Anthropic has added a prompt optimizer and example management features to its AI development console. The prompt optimizer uses Claude to automatically refine existing prompts using prompt engineering techniques.
The six-step optimization process takes less than a minute. Users input a prompt and specify which aspects need improvement. Claude then creates an improvement plan, writes an initial draft, revises it, and returns the optimized prompt. However, there is no automated testing against benchmarks.
We've added a new prompt improver to the Anthropic Console.
Take an existing prompt and Claude will automatically refine it with prompt engineering techniques like chain-of-thought reasoning. pic.twitter.com/aI3BipX1DG
- Anthropic (@AnthropicAI) November 14, 2024
How the optimizer works
According to a blog post, the prompt optimizer uses various methods to improve prompts:
- Chain-of-thought reasoning: Adds a dedicated section for Claude to think through problems systematically before responding to improve accuracy and reliability.
- Example standardization: Converts examples into a consistent XML format for improved clarity and processing.
- Example enrichment: Augments existing examples with chain-of-thought reasoning that aligns with the newly structured prompt.
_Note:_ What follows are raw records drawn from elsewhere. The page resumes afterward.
Issue #2285, opened 2025-03-27
router.reload with data containing arrays gets accumulated instead of replaced


HassanDomeDenea:
### Version:

- `@inertiajs/vue3` version: #.#.#

### Describe the problem:

When using router.reload, with preserveUrl is false, and providing data that contains array. it works for first time when the current url query does not containing the array key, but next times it keep adding values to array instead of replacing it.

### Steps to reproduce:

```JS
router.reload({
    data: {
      sorts: [{field: 'id', direction: 'asc',},{field: 'created_at', direction: 'asc',}]
    },
  })
```

At first execute of the above method, when current url query is empty, the result will be:
```
http://localhost:3333/index?sorts[][field]=id&sorts[][direction]=asc
```

Which is fine, but when it get executed again, whether with same data or different one, the result will be (if same data):
```
http://localhost:3333/index?sorts[][field]=id&sorts[][direction]=asc&sorts[][field]=id&sorts[][direction]=asc
```

### Expected results:
when an array is provided in the data object of router.reload, it should replace the existing value, not accumulating to it.

### Current workaround:

using router.visit instead, like : 

```JS
router.visit(window.location.pathname,{
      preserveUrl: false,
      preserveState: true,
      method: 'get',
      replace: true,
      data: {
        sorts: [{field: 'id', direction: 'asc',},{field: 'created_at', direction: 'asc',}]
      },
```

HassanDomeDenea:
#1709 
Same as this form v1

aeruggiero:
Hello, I'm facing the same issue now.
In order to have a reusable component, router.reload() is something I need, and now I need to use router.get()
```
router.get(
    route(route().current() as string, {
      ...route().params,
      _query: { ...props.filters, rows: pagination.value.pageSize, page: pagination.value.pageIndex + 1 },
    }),
    {},
    {
      preserveState: true,
      preserveScroll: true,
      replace: true,
      only: ['players'],
      onFinish: () => (loading.value = false),
    },
  );
```

Hopefully this will be fixed soon!

mfeitoza:
Same issue for Svelte.

pascalbaljet:
I've opened PR #2417 to fix this.

pascalbaljet:
I'll close this issue as the PR is merged.

PR #2416, opened 2025-06-28
ensure router.reload data replaces query params

HamidRezaLS:
PR fixes a bug where `router.reload({ data: { ... } })` would incorrectly merge new data with existing query string parameters instead of replacing them.

**The Problem:**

- Rewriting: Rewrites the prompt to clarify structure and correct any minor grammatical or spelling issues.
- Prefill addition: Prefills the Assistant message to direct Claude’s actions and enforce output formats.
Anthropic says the prompt optimizer makes it easier to implement prompt engineering best practices or optimize prompts developed for other language models for use with Claude. In tests, the optimizer increased accuracy on a classification test by 30 percent.
Developers can also manage examples in a structured format in the workbench and have Claude automatically generate them when needed. The new features are available to all users in the Anthropic Console. Anthropic had previously introduced another prompt optimizer via Colab and capabilities for prompt tuning and evaluation in the console.